AIM OF THE TASK
Line by line, reproduce the material below exactly.

_ _ _

PR #3605, opened 2024-05-30
change envvar name to skip pki unit tests

bitoku:

Fixes N/A

Currently to skip the pki tests, which always fail in dev env, you have to set `ARO_RUN_PKI_TESTS`.
Contrary to the name, if you set it, it **skips** the tests.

_ _ _

WORKED SOLUTION
PR #3605, opened 2024-05-30
change envvar name to skip pki unit tests

bitoku:

Fixes N/A

Currently to skip the pki tests, which always fail in dev env, you have to set `ARO_RUN_PKI_TESTS`.
Contrary to the name, if you set it, it **skips** the tests.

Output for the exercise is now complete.